PR #66, opened 2018-08-02
Remove the KMS client cache

bdonlan:


pom.xml
```diff
@@ -4,7 +4,7 @@
 
     <groupId>com.amazonaws</groupId>
     <artifactId>aws-encryption-sdk-java</artifactId>
-    <version>1.3.3</version>
+    <version>1.3.5-SNAPSHOT</version>
```
lizroth: I think it would be clearer to call this something other than `SNAPSHOT`, but we can figure that out later.

PR #1305, opened 2023-01-09
feat: Fix errors in the example code

andimarek:
There are two small errors in the example that cause compile errors:
- `.stream` instead of `.stream()`
- `data.getBytes` instead of `plaintext.getBytes`


texastony:
@ajewellamz Comment is not quite accurate.
@andimarek Our CI is currently in a bad state,
and not running for forks.
But @andimarek does not have and will not have permission to create a branch on this repo.
To unblock this merge, we will re-create this branch.

ajewellamz:
Merged as PR 1306

Issue #1768, opened 2023-09-14
AwsKmsMrkAwareMasterKeyProvider always attempts to resolve defaultRegion through DefaultAwsRegionProviderChain


spennymac:
### Problem:

After being unable to decrypt data with a multi-region key (MRK), I discovered that I needed to use the AwsKmsMrkAwareMasterKeyProvider. However, after making this change, I noticed increased latency. This was because `getDefaultRegion()` was being called every time the provider was instantiated, even when I had supplied a default region to the builder [[0]](https://github.com/aws/aws-encryption-sdk-java/blob/master/src/main/java/com/amazonaws/encryptionsdk/kmssdkv2/AwsKmsMrkAwareMasterKeyProvider.java#L50). 

`getDefaultRegion` tries to determine the region first from the system settings, then from the AWS profile, and finally from the metadata server. I haven't configured any of these, so the increased latency was due to the call to the metadata server timing out, since I'm not operating within the AWS infrastructure.

This all leads me to a question:

Could this code change to only resolve the default region in the constructor if default regions is null? Or each `build` method of the Builder calls this if the region was not set. If yes, I'll gladly put on a PR.

Thanks in advance!

spennymac:
I understand there are many work around I can do, i just found it odd that it would attempt to resolve the the region even when you set it in the builder.

seebees:
Hi, thanks for the report.

I think I see what is going on and how to fix it.
The expense of calling `getSdkDefaultRegion()` can and should be deferred until needed.

seebees:
As of 3.0.0, the AWS Encryption SDK for Java is integrated with AWS Cryptographic Materials Provider (MPL).

The MPL features Keyrings, which give you much more granular control over when an SDK client is created.

You can replace your MasterKeyProvider instances with Keyrings, which will best resolve this issue.

PR #1964, opened 2024-01-26
fix: resolve defaultRegion only if necessary

imabhichow:
*Issue #, if available:*

- https://github.com/aws/aws-encryption-sdk-java/issues/1768

*Description of changes:*

- Defer calling `getSdkDefaultRegion()` only if no default region is provided.
- This change only resolve the default region from `DefaultAwsRegionProviderChain` if default region is null or not configured.
- Furthermore, `_defaultRegion` and `_discoveryMrkRegion` will always have non-null region values during build.

# Check any applicable:

### DIFF
--- a/src/main/java/com/amazonaws/encryptionsdk/kms/AwsKmsMrkAwareMasterKeyProvider.java
+++ b/src/main/java/com/amazonaws/encryptionsdk/kms/AwsKmsMrkAwareMasterKeyProvider.java
@@ -194,7 +194,8 @@ public final class AwsKmsMrkAwareMasterKeyProvider
     public AwsKmsMrkAwareMasterKeyProvider buildDiscovery() {
       final boolean isDiscovery = true;
       if (discoveryMrkRegion_ == null) {
-        // The AWS SDK has a default process for evaluating the default Region. This returns null if no
+        // The AWS SDK has a default process for evaluating the default Region. This returns null if
+        // no
         // default region is found. Because a default region _may_ not be needed.
         // Note: Final Null check is at
         // com.amazonaws.encryptionsdk.kms.AwsKmsMrkAwareMasterKeyProvider#AwsKmsMrkAwareMasterKeyProvider#L417
@@ -203,9 +204,12 @@ public final class AwsKmsMrkAwareMasterKeyProvider
           // # In
           // # discovery mode if a default MRK Region is not configured the AWS SDK
           // # Default Region MUST be used.
-          discoveryMrkRegion_ = new com.amazonaws.regions.DefaultAwsRegionProviderChain().getRegion();
+          discoveryMrkRegion_ =
+              new com.amazonaws.regions.DefaultAwsRegionProviderChain().getRegion();
         } catch (SdkClientException ex) {
-          throw new AwsCryptoException("DiscoveryMrkRegion was not set and Default AWS Region Provider Chain could not load one.", ex);
+          throw new AwsCryptoException(
+              "DiscoveryMrkRegion was not set and Default AWS Region Provider Chain could not load one.",
+              ex);
         }
       }
 
@@ -421,17 +425,21 @@ public final class AwsKmsMrkAwareMasterKeyProvider
     this.regionalClientSupplier_ = supplier;
     // NPE would be thrown via result of extractRegion passed to KMS Client request around line 583.
     // We could refactor extractRegion to handle Strict and Discovery separately,
-    // which would allow us to avoid this potentially un-needed new DefaultAwsRegionProviderChain().getRegion()
+    // which would allow us to avoid this potentially un-needed new
+    // DefaultAwsRegionProviderChain().getRegion()
     // call.
     // Otherwise, we have to have the call.
     if (defaultRegion == null) {
       try {
         defaultRegion = new com.amazonaws.regions.DefaultAwsRegionProviderChain().getRegion();
         if (defaultRegion == null) {
-          throw new AwsCryptoException("Default Region was not set and Default AWS Region Provider Chain could not load one.");
+          throw new AwsCryptoException(
+              "Default Region was not set and Default AWS Region Provider Chain could not load one.");
         }
       } catch (SdkClientException ex) {
-        throw new AwsCryptoException("Default Region was not set and Default AWS Region Provider Chain could not load one.", ex);
+        throw new AwsCryptoException(
+            "Default Region was not set and Default AWS Region Provider Chain could not load one.",
+            ex);
       }
     }
     this.defaultRegion_ = defaultRegion;
--- a/src/main/java/com/amazonaws/encryptionsdk/kms/AwsKmsMrkAwareMasterKeyProvider.java
+++ b/src/main/java/com/amazonaws/encryptionsdk/kms/AwsKmsMrkAwareMasterKeyProvider.java
@@ -192,14 +192,8 @@ public final class AwsKmsMrkAwareMasterKeyProvider
      * @see KmsMasterKeyProvider.Builder#buildDiscovery()
      */
     public AwsKmsMrkAwareMasterKeyProvider buildDiscovery() {
-      String sdkDefaultRegion = getSdkDefaultRegion();
-
       if (defaultRegion_ == null) {
-        defaultRegion_ = sdkDefaultRegion;
-      }
-
-      if (discoveryMrkRegion_ == null) {
-        discoveryMrkRegion_ = sdkDefaultRegion;
+        defaultRegion_ = getSdkDefaultRegion();
       }
 
       final boolean isDiscovery = true;
@@ -251,14 +245,8 @@ public final class AwsKmsMrkAwareMasterKeyProvider
      * @see KmsMasterKeyProvider.Builder#buildStrict(List)
      */
     public AwsKmsMrkAwareMasterKeyProvider buildStrict(List<String> keyIds) {
-      String sdkDefaultRegion = getSdkDefaultRegion();
-
       if (defaultRegion_ == null) {
-        defaultRegion_ = sdkDefaultRegion;
-      }
-
-      if (discoveryMrkRegion_ == null) {
-        discoveryMrkRegion_ = sdkDefaultRegion;
+        defaultRegion_ = getSdkDefaultRegion();
       }
 
       final boolean isDiscovery = false;
--- a/src/main/java/com/amazonaws/encryptionsdk/kms/AwsKmsMrkAwareMasterKeyProvider.java
+++ b/src/main/java/com/amazonaws/encryptionsdk/kms/AwsKmsMrkAwareMasterKeyProvider.java
@@ -49,12 +49,12 @@ public final class AwsKmsMrkAwareMasterKeyProvider
   private final String defaultRegion_;
 
   public static class Builder implements Cloneable {
-    private String defaultRegion_ = getSdkDefaultRegion();
+    private String defaultRegion_ = null;
     private Optional<KmsMasterKeyProvider.RegionalClientSupplier> regionalClientSupplier_ =
         Optional.empty();
     private AWSKMSClientBuilder templateBuilder_ = null;
     private DiscoveryFilter discoveryFilter_ = null;
-    private String discoveryMrkRegion_ = this.defaultRegion_;
+    private String discoveryMrkRegion_ = null;
 
     Builder() {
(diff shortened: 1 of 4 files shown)


src/test/java/com/amazonaws/encryptionsdk/kms/AwsKmsMrkAwareMasterKeyProviderTest.java
```diff
@@ -225,33 +224,23 @@ public void no_duplicate_mrks() {
...
+          // it will pick one up from the environment
+          .withDefaultRegion(null)
           .buildStrict("mrk-edb7fe6942894d32ac46dbb1c922d574");
     }
 
     @Test
-    // = compliance/framework/aws-kms/aws-kms-mrk-aware-master-key-provider.txt#2.6
-    // = type=test
-    // # If an AWS SDK Default Region can not be
-    // # obtained initialization MUST fail.
```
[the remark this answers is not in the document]
imabhichow: The check is present because `KmsMasterKeyProvider` allowed `_defaultregion` to be set to null during the build. This is no longer the case with this change. By deferring the call to `getSdkDefaultRegion()` unless no default region is provided, `_defaultregion` will always be a non-null value unless `DefaultAwsCredentialsProvider` could not fetch the region.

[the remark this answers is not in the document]
texastony: Wait... 
```
    private static String getSdkDefaultRegion() {
      try {
        return new com.amazonaws.regions.DefaultAwsRegionProviderChain().getRegion();
      } catch (SdkClientException ex) {
        return null;
      }
    }
```
This method literally returns `null` in case of an Exception. 
I think this introduces an NPE...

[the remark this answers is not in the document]
texastony: No, b/c it was already set to be this way.
Darwin has just moved the call further down the process, as the requester has asked.

texastony (dismissed):

texastony:
@seebees @imabhichow I refactored this to maintain the previous behavior w.r.t. ensuring a region is set by the user IF they pass any KeyIDs without a Region.

@imabhichow your solution broke that behavior,
hence you had to change the unit tests. 

However, the best solution maybe to use the MPL.
We should audit the MPL to see when a Default a Region is loaded.
If the MPL's solution is already optimal,
we can direct the requester of #1768 to use the MPL instead.

This would mean they would not have to wait for a new minor release of the ESDK-Java.

src/main/java/com/amazonaws/encryptionsdk/kms/AwsKmsMrkAwareMasterKeyProvider.java
```diff
@@ -413,6 +423,25 @@ private AwsKmsMrkAwareMasterKeyProvider(
     }
 
     this.regionalClientSupplier_ = supplier;
+    // NPE would be thrown via result of extractRegion passed to KMS Client request around line 583.
```
seebees, line 426: /NPE/Nitro Enclave/s right?

src/test/java/com/amazonaws/encryptionsdk/kms/AwsKmsMrkAwareMasterKeyProviderTest.java
```diff
@@ -224,23 +225,32 @@ public void no_duplicate_mrks() {
...
+          AwsCryptoException.class,
+          () ->
+              AwsKmsMrkAwareMasterKeyProvider.builder()
+                  .withDefaultRegion(null)
+                  .buildStrict("mrk-edb7fe6942894d32ac46dbb1c922d574"));
       AwsKmsMrkAwareMasterKeyProvider.builder()
-          // If default region is set to `null` or not configured
-          // it will pick one up from the environment
-          .withDefaultRegion(null)
+          .withDefaultRegion("us-east-1")
```
seebees, line 235: I don't understand this test. The name is "always need a region", but a region is passed, so I'm confused.

seebees: Wait! Is this saying "See, `null` fails and `us-east-1` passes, must be right?

This is putting back the test right?

seebees (commented):
If my comment is right, I think this is GTG

seebees:
Also, note: this is not a problem in Keyrings.
https://github.com/awslabs/aws-encryption-sdk-specification/blob/a10e0d8889618853f6960ee5f9d622c6d43bc15e/framework/aws-kms/aws-kms-multi-keyrings.md?plain=1#L77-L79

src/main/java/com/amazonaws/encryptionsdk/kms/AwsKmsMrkAwareMasterKeyProvider.java
texastony: Null Pointer Exception

src/test/java/com/amazonaws/encryptionsdk/kms/AwsKmsMrkAwareMasterKeyProviderTest.java
texastony: That is correct.
Because this library has a weird feature where `mrk-edb7fe6942894d32ac46dbb1c922d574` is 
considered a valid ARN if and only if a region is given.

seebees (approved):
LGTM

src/main/java/com/amazonaws/encryptionsdk/kms/AwsKmsMrkAwareMasterKeyProvider.java
```diff
@@ -193,6 +193,25 @@ public AwsKmsMrkAwareMasterKeyProvider.Builder withClientBuilder(AWSKMSClientBui
...
+        // default region is found. Because a default region _may_ not be needed.
+        // Note: Final Null check is at
+        // com.amazonaws.encryptionsdk.kms.AwsKmsMrkAwareMasterKeyProvider#AwsKmsMrkAwareMasterKeyProvider#L417
+        try {
+          // = compliance/framework/aws-kms/aws-kms-mrk-aware-master-key-provider.txt#2.6
+          // # In
+          // # discovery mode if a default MRK Region is not configured the AWS SDK
+          // # Default Region MUST be used.
+          discoveryMrkRegion_ =
+              new com.amazonaws.regions.DefaultAwsRegionProviderChain().getRegion();
```
imabhichow, line 208: Since we're directly calling Default Provider Chain, we could remove `getSdkDefaultRegion`
```
private static String getSdkDefaultRegion() {
      try {
        return new com.amazonaws.regions.DefaultAwsRegionProviderChain().getRegion();
      } catch (SdkClientException ex) {
        return null;
      }
    }
```

src/test/java/com/amazonaws/encryptionsdk/kmssdkv2/AwsKmsMrkAwareMasterKeyProviderTest.java
```diff
@@ -256,7 +255,7 @@ public void always_need_a_region() {
     // # obtained initialization MUST fail.
     public void discovery_region_can_not_be_null() {
       assertThrows(
-          IllegalArgumentException.class,
+          AwsCryptoException.class,
```
imabhichow, line 258: This test would never throw an exception, even though we set `discoveryMrkRegion` set to `null` in builder. It will try to fetch Default region from Credentials Provider chain with the new changes.

imabhichow (commented):
We could also consider these two scenarios.

1. What is the expected behaviour if we don't set a `defaultRegion` in builder? Currently, we would try to resolve to the SDK Default Region. With the new changes, we would no longer attempt to resolve the region, and the `defaultRegion` remains `null`. 
 This is the reason for other test failure
```
AwsKmsMrkAwareMasterKeyProviderTest$getMasterKey.other_basic_uses:436 ? AwsCrypto Can't use non-ARN key identifiers or aliases when no default region is set
```
2. What is the expected behaviour when we set `defaultRegion` to `null` in builder? Currently, `defaultRegion` would remain `null`. With new changes, the behaviour would remain the same.

src/test/java/com/amazonaws/encryptionsdk/kmssdkv2/AwsKmsMrkAwareMasterKeyProviderTest.java
texastony: Oh, your right, I went too far.
We should revert this:
https://github.com/aws/aws-encryption-sdk-java/blob/69cfee6cfc9403335925a35fd35717aecce94c7d/src/main/java/com/amazonaws/encryptionsdk/kmssdkv2/AwsKmsMrkAwareMasterKeyProvider.java#L170-L188

texastony (changes requested):
Blocking Merge until this is resolved:
https://github.com/aws/aws-encryption-sdk-java/pull/1964/files#r1515103849

texastony:
> 1. With the new changes, we would no longer attempt to resolve the region, and the `defaultRegion` remains `null`.

I don't believe this correct. I think all end cases set `defaultRegion`, just post the builder, in the `AwsKmsMrkAwareMasterKeyProvider` method.

src/main/java/com/amazonaws/encryptionsdk/kmssdkv2/AwsKmsMrkAwareMasterKeyProvider.java
```diff
@@ -348,6 +352,26 @@ private AwsKmsMrkAwareMasterKeyProvider(
...
+        if (defaultRegion == null) {
+          throw new AwsCryptoException(
+              "Default Region was not set and Default AWS Region Provider Chain could not load one.");
+        }
+      } catch (SdkClientException ex) {
+        throw new AwsCryptoException(
+            "Default Region was not set and Default AWS Region Provider Chain could not load one.",
+            ex);
+      }
+    }
```
imabhichow, line 374: I think we should move this behaviour before we check for non ARN's KeyIds either in Builder or before the check. Otherwise, we would still expect exception being thrown.

texastony: I do not follow. 
Doesn't this check have to happen AFTER the non ARN Key IDs?
Or the illegal combination of "no region with non ARN" cannot be detected.

I believe the intention is to prevent users from providing non ARN Key IDs if the region is not set.
That is what the Unit tests assert.

imabhichow: I guess you're correct. 

However, there are [other unit tests](https://github.com/aws/aws-encryption-sdk-java/blob/e94ee8538501f270138feab0a6138bed7ce640ea/src/test/java/com/amazonaws/encryptionsdk/kmssdkv2/AwsKmsMrkAwareMasterKeyProviderTest.java#L489-L507) that check if the default Region is not configured and are passing non-ARN keys. It should resolve with the AWS SDK region. I believe the original changes were asserted such that [defaultRegion == AWS SDK region](https://github.com/aws/aws-encryption-sdk-java/blob/e94ee8538501f270138feab0a6138bed7ce640ea/src/main/java/com/amazonaws/encryptionsdk/kms/AwsKmsMrkAwareMasterKeyProvider.java#L83). As a result, if defaultMrkRegion is not configured, it will resolve to defaultRegion, and if the AWS SDK Region cannot be fetched, we expect a failure.

texastony: I think this code has evolved to be convoluted.
I do not know what the purpose of these conflicting Unit Tests are trying to yield...

I agree, that the current deployed code behaves as you described it:
"An inferred Region is sufficient to allow for non ARNs", 
at least for STRICT, which is what `other_basic_uses` tests.

I am not sure what the behavior is supposed to be for Discovery,
but I... I guess it is the same: "inferred is sufficient if not provided".

So I was entirely wrong about "no region with non ARN" being an illegal combination.

If we set the region in the Builder, we will need to refactor the unit tests to mock the EC2 data loader to confirm that a null returned there fails the build.

PR #2048, opened 2024-10-06
chore(JavaDocs): detail thread saftey of SDK Client Builders

texastony:
*Issue #, if available:*

The AWS SDK for Java's Service Client builders are not thread safe.
Crypto Tools customer's have reported odd,
occasionally disruptive behavior when using them 
in a concurrent setting.

As such, 
Crypto Tools should make it clear how to set a KMS Client
in a thread safe manner.

Which can be done via the Regional Client Supplier.

Additionally, 
we can improve on the Java Documentation to highlight that
Builders are not thread safe,
and that proper Builder suppliers MUST be used,
or customers SHOULD use the alternative client configuration methods.

*Description of changes:*

# Check any applicable:

### DIFF
--- a/pom.xml
+++ b/pom.xml
@@ -37,6 +37,14 @@
     <properties>
         <project.build.sourceEncoding>UTF-8</project.build.sourceEncoding>
     </properties>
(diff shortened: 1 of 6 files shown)


seebees (approved):
LGTM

— Problem to work on —
Give back the records word for word. Start at the first line, end at the line containing "PR #1305, opened 2023-01-09", and include both.

— Result —
PR #66, opened 2018-08-02
Remove the KMS client cache

bdonlan:


pom.xml
```diff
@@ -4,7 +4,7 @@
 
     <groupId>com.amazonaws</groupId>
     <artifactId>aws-encryption-sdk-java</artifactId>
-    <version>1.3.3</version>
+    <version>1.3.5-SNAPSHOT</version>
```
lizroth: I think it would be clearer to call this something other than `SNAPSHOT`, but we can figure that out later.

PR #1305, opened 2023-01-09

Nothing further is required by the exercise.